Trying to contain my tears, I watched the documentary on Al Jazeera news channel about a two year old Palestinian boy named Muhammad who died minutes before his medication could reach him. The Israeli government didn't permit him to leave the strip for medical care, not until after two years of hard labor for his father to obtain a one day visa. Muhammad reached Tel Aviv too late. I was taken aback, it reminded of my roots of my strenuous journey from Afghanistan to the land of the free. I had to go through a similar journey to get to where I am today.
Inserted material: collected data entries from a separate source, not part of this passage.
PR #956, opened 2023-11-21
Add v3 va-featured-content component

ataker:
## Chromatic

https://dst1858-v3-featuredcontent--60f9b557105290003b387cd5.chromatic.com

## Description
Closes [Conversion to USWDS v3 Summary Box / VA Featured Content](https://github.com/department-of-veterans-affairs/vets-design-system-documentation/issues/1858)

## Testing done
Tested locally in storybook in chrome, firefox, safari, edge.
Added unit tests

## Screenshots
Screenshot 2023-11-21 at 11 24 04

## Acceptance criteria
- [ ] V3 version of Featured Content displays as expected
- [ ] Added to storybook
- [ ] Tests added

## Definition of done


jamigibbs:
In the [USWDS example](https://designsystem.digital.gov/components/summary-box/), there are a lot of other `usa-summary-box` classes. How significantly different are these styles with the Formation styles currently displaying? Is it possible to use them? Like if we removed Formation today, what would this component look like?

Screenshot 2023-11-21 at 10 41 05 AM

rmessina1010 (approved):
LGTM

packages/web-components/src/components/va-featured-content/va-featured-content.tsx
```diff
@@ -7,18 +7,35 @@ import { Component, Host, h } from '@stencil/core';
...
-          <slot name="headline"></slot>
-          <slot />
-        </div>
-      </Host>
-    );
+    const { uswds } = this;
+    if (uswds) {
+      return (
+        <Host>
+          <div class="usa-summary-box">
```
jamigibbs, line 24: The [USWDS example](https://designsystem.digital.gov/components/summary-box/) has all of these on the wrapping element (which you might able to simplify by putting them on the `<Host>` element):

```
  class="usa-summary-box"
  role="region"
  aria-labelledby="summary-box-key-information"
```

And is there any way to assign the other USWDS classes? Maybe programmatically on the assigned nodes?

- usa-summary-box__body
- usa-summary-box__heading
- usa-summary-box__text
- usa-summary-box__link

```js
    this.el.shadowRoot
      .querySelector('slot')
      .assignedNodes();
```

jamigibbs: I was also thinking that maybe, even if you were able to assign the classes to matching elements, the styles would be blocked by the shadow dom so this might be a good candidate for `shadow: false` on the component.

ataker: I was looking for a way to add these, thanks! I can't find a way to access the actual slot content to add `usa-summary-box__link` to the links, but was able to add the others.

packages/web-components/src/components/va-featured-content/va-featured-content.tsx
```diff
@@ -7,18 +7,53 @@ import { Component, Host, h } from '@stencil/core';
...
-          <slot name="headline"></slot>
-          <slot />
-        </div>
-      </Host>
-    );
+    const { uswds } = this;
+    if (uswds) {
+      return (
+        <Host>
+          <div class="usa-summary-box" role="region" aria-labelledby="summary-box-key-information">
```
jamigibbs, line 40: The `aria-labelledby` attribute references an `id` on another element. I don't see it connected to anything here.

https://developer.mozilla.org/en-US/docs/Web/Accessibility/ARIA/Attributes/aria-labelledby

packages/web-components/src/components/va-featured-content/va-featured-content.tsx
```diff
@@ -7,18 +7,53 @@ import { Component, Host, h } from '@stencil/core';
...
+      return
+    }
+    // add uswds classes
+    const nodes = this.el.shadowRoot
+      .querySelectorAll('slot')
+    const headline = nodes[0];
+    const content = nodes[1];
+    
+    headline.classList.add('usa-summary-box__heading');
+    content.classList.add('usa-summary-box__text');
```
jamigibbs, line 32: I'm not sure if adding this class to a slot element does anything. Because when I try and fiddle with the CSS in the browser, nothing happens.

Screenshot 2023-11-21 at 2 54 05 PM

I wonder if it needs to be on an actual element like `div` before it applies to child elements. 🤔

ataker:
Rolling over to next sprint to give more time to respond to PRs

packages/web-components/src/components/va-featured-content/va-featured-content.tsx
ataker: Yeah, I'm conflicted. I don't see the point of these classes when they're not applying styles. I'm ok with leaving them since this is sorta its own component, and we can more strictly enforce a structure if we want to make an actual `summary-box` component

jamigibbs: Does it work if we turn off the component's shadow dom and some how programmatically apply the classes to an actual element (not a `slot`)? The purpose of having a USWDS v3 variation is to use their styling.

packages/web-components/src/components/va-featured-content/va-featured-content.tsx
jamigibbs: @ataker Were you able to look into this issue?

packages/web-components/src/components/va-featured-content/va-featured-content.tsx
jamigibbs: We can at least add the `usa-summary-box__text` class though, right?

```
        <Host>
          <div class="usa-summary-box" role="region">
            <div class="usa-summary-box__body">
              <slot name="headline"></slot>
               <div class="usa-summary-box__text"> <------
                 <slot />
               </div>
            </div>
          </div>
        </Host>
```

ataker: That class is already being added to the slot element dynamically.

ataker:
Wrote a follow-up ticket to determine how we should proceed with styling slot content. Going to merge this in for now and we can revisit it down the line.

packages/web-components/src/components/va-featured-content/va-featured-content.tsx
ataker: This was removed

jamigibbs: This is a feature from the USWDS example that provides an accessible name to the featured content so we might want to have that integrated. Maybe when @rsmithadhoc is able to do an a11y review, he can provide some guidance for that.

Screenshot 2023-12-06 at 8 53 39 AM

PR #958, opened 2023-11-23
set up temp demo package

rmessina1010:
Experiment branch.
Script to deploy via  Verdaccio


micahchiang:

PR #970, opened 2023-12-01
va-telephone: add prop for passing a string to aria-describedby

jamigibbs:
## Chromatic

https://2254-telephone-aria-describedby--60f9b557105290003b387cd5.chromatic.com/?path=/docs/components-va-telephone--aria-described-by

## Background Info

When the `va-telephone` [web component was created](https://github.com/department-of-veterans-affairs/component-library/pull/233), it was essentially a direct port of the original React `Telephone` component (now deprecated).

The React component was able to use a standard `aria-describedby` attribute and the web component continued to demonstrate that usage in Storybook under the assumption that it would continue to work. Unfortunately, it does not because the ID can not be referenced through the shadow dom. 

**Does not work**

Screenshot 2023-12-01 at 2 17 46 PM

## Description

This PR adds the prop `messageAriaDescribedby` which will be used to communicate additional context to the phone number within the component's shadow dom. It also updates the Storybook example to use this prop.

This is a similar approach that we have also done for:
- va-checkbox
- va-number-input
- va-statement-of-truth
- va-text-input
- va-textarea

Now when the phone number is in focus, there will be additional context available to the screen reader if a string is passed into the prop.

```html
  <va-telephone
    contact="8773459876"
    message-aria-describedby="Main number to facility"
  />
```

**Number Focused**

Screenshot 2023-12-01 at 2 32 17 PM

**More Content Available Message**

Screenshot 2023-12-01 at 2 32 30 PM

**The aria-describedby string is available**

Screenshot 2023-12-01 at 2 37 23 PM

Closes https://github.com/department-of-veterans-affairs/vets-design-system-documentation/issues/2254

## Testing done
Chrome, Voiceover

## Acceptance criteria
- [ ]

## Definition of done

### DIFF
--- a/packages/web-components/package.json
+++ b/packages/web-components/package.json
@@ -1,6 +1,6 @@
 {
   "name": "@department-of-veterans-affairs/web-components",
-  "version": "4.49.6",
+  "version": "4.50.0",
   "description": "Stencil Component Starter",
   "main": "dist/index.cjs.js",
   "module": "dist/index.js",


laflannery (commented):
I just want to clarify, make sure I understand - There could potentially be 2 labels now, a visual label outside the component/shadow dom and a sr label, which is the new `message-aria-describedby` prop. Is that correct?

jamigibbs:
> I just want to clarify, make sure I understand - There could potentially be 2 labels now, a visual label not part of the component/shadow dom at all and a sr label, which is the new message-aria-describedby prop. Is that correct?

@laflannery I think technically the answer to this is yes. The prop gives the flexibility to have sr-only text that could be anything (the same as the visual label or something more/less descriptive). Usually it's just the same text so I'm not sure I would describe it as two different labels. But it could be different if the situation needs it to be.

This would be an example usage (I've also updated the [Storybook example](https://2254-telephone-aria-describedby--60f9b557105290003b387cd5.chromatic.com/?path=/docs/components-va-telephone--aria-described-by) to demonstrate this):

```html
 <span>Main number to facility</span>
  <va-telephone
    contact="8773459876"
    message-aria-describedby="Main number" <--- linked to an sr-only element internally
  />
```

Andrew565 (approved):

Fortunately unlike Muhammad I was able to escape to freedom or better said to my savior. At that instance I knew that I needed to do something to prevent such differences, rob the lives of thousands of helpless children.

I began a frenzied search for career paths that would help make a difference in lives such as baby Muhammad's. But, I soon realized I do not have to specialize in any career to aid children in need. I could start with what I have now. I created a website for a school history day project about the Israel Palestine conflict to help spread the word about children such as Muhammad. My friends were outraged and had no idea that conflicts such as these existed in other parts of the world. This enabled me to truly value the freedom that I now have in America and reflect on my life valuing each day a little bit more. Batman's quote best represents my feelings now: "It's not who I am underneath, but what I do that defines me."

flash king 1 / 4  
Dec 29, 2011   #2
I like the answer you gave to this question, you definitely went into an idea/experience that has been important to your intellectual development. I found a few grammatical errors, like the comma in the last sentence of your paragraph doesn't need to be there but should go after the word "fortunately" and "Muhammad" in your second to last sentence in the same paragraph. Really I would say just check your comma placement. Other than that, I like it.
OP Max8 1 / 3  
Dec 29, 2011   #3
Thank you for your feed back. I greatly appreciate it! I will implement the comma changes.